Within the listing below, please show every line carrying the string "service".

§ Data extracts
»»
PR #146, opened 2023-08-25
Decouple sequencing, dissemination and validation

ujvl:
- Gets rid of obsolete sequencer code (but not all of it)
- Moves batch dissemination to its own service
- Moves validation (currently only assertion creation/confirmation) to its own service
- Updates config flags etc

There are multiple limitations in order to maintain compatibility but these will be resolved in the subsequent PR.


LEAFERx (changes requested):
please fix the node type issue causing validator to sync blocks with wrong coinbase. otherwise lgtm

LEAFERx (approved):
««
»»
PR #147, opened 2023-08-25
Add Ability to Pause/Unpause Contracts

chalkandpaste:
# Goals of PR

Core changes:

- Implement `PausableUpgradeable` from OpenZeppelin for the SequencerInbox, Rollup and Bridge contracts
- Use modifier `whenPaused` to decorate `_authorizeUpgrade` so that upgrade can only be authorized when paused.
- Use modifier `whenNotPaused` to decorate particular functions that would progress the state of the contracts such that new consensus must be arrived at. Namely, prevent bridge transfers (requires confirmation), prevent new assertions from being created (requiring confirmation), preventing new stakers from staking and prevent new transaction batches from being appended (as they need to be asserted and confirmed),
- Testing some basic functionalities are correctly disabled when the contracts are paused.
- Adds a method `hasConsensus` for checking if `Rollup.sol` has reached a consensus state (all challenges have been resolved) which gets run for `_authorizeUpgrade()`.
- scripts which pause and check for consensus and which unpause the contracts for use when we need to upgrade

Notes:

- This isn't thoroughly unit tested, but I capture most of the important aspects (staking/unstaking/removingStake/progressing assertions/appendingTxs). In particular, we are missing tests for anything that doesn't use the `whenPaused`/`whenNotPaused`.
««
§ Task output
- Moves batch dissemination to its own service
- Moves validation (currently only assertion creation/confirmation) to its own service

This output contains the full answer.